▸ **Directions**: A single number is all that's needed: how many lines in the data contain the string "imported".

=== Section Start ===

PR #2461, opened 2024-12-26
ENG-2717 -> Add Inherit from auth in postman importer

Ethical98:
Changes:

1. Postman Default Authentication Cases:

- Postman does not export default authentication cases like `No Auth` for root collections or `Inherit from Parent` 
   for sub-collections.

- To handle these cases, the logic for `parentCollectionId` is added:
     - If no authentication options are defined during export and `parentCollectionId` is present, we will add 
     `INHERIT FROM PARENT`.
     - Otherwise, we will add `NO AUTH`.

2. Handling Default Authentication Values:

- When a new request or collection is created:
    - **Root Level**: The default value of authentication options is set to `NO AUTH`.
    - **Inside a Collection**: The default value of authentication options is set to `INHERIT FROM PARENT`.

- These default values are only displayed in the UI and are not stored in the database. To address this:

    - A change is made in the `execute API` method to handle default `authOptions` and append headers or query 
       parameters accordingly.

- Purpose: This change is implemented to mimic the Postman User Experience.


app/src/features/apiClient/screens/PostmanImporterView/components/PostmanImporter/utils.ts
```diff
@@ -82,21 +82,21 @@ const processScripts = (item: any) => {
...
-    const authType = POSTMAN_AUTH_TYPES_MAPPING[item.type] ?? AUTHORIZATION_TYPES.NO_AUTH;
-    auth.currentAuthType = authType;
-    auth[authType] = {};
-
-    const authOptionsArray = item[item?.type] || [];
-    authOptionsArray.forEach((option) => {
-      auth[authType][option.key] = option.value;
+    const currentAuthType =
+      POSTMAN_AUTH_TYPES_MAPPING[item.type] ??
+      (parentCollectionId ? AUTHORIZATION_TYPES.INHERIT : AUTHORIZATION_TYPES.NO_AUTH);
```
nsrCodes, line 89: this has edge cases for when imported auth type is `Inherit` and `no_auth` since they are not part of `POSTMAN_AUTH_TYPES_MAPPING`, please update that.

the two edge cases: 
1. if a request inside a collection (_has a parent Id_) and the request's auth inside postman is `no_auth`, then it will be set to `inherit` when importing here
2. if a top level collection has auth as `inherit` in postman it will get converted to `no_auth`  when imported to requestly

app/src/features/apiClient/screens/PostmanImporterView/components/PostmanImporter/utils.ts
```diff
@@ -82,21 +82,21 @@ const processScripts = (item: any) => {
   return scripts;
 };
 
-const processAuthorizationOptions = (item = {}) => {
+const processAuthorizationOptions = (item: Record<string, any> = {}, parentCollectionId: string): RQAPI.AuthOptions => {
```
nsrCodes, line 85: so `parentCollectionId` should be optional here right?

app/src/features/apiClient/screens/PostmanImporterView/components/PostmanImporter/utils.ts
```diff
@@ -82,21 +82,21 @@ const processScripts = (item: any) => {
...
+    const authOptions = item[item?.type] || [];
+    authOptions.forEach((option: Record<string, any>) => {
+      auth[currentAuthType][POSTMAN_FIELD_MAPPING.get(option.key)] = POSTMAN_FIELD_MAPPING.get(option.value);
     });
 
     return auth;
   } catch (error) {
-    return {};
+    return { currentAuthType: AUTHORIZATION_TYPES.NO_AUTH };
   }
```
nsrCodes, line 100: try catch seems redundant, can be removed

nsrCodes (changes requested):

nsrCodes (approved):
LGTM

=== Section End ===

▸ **The completed task**: 2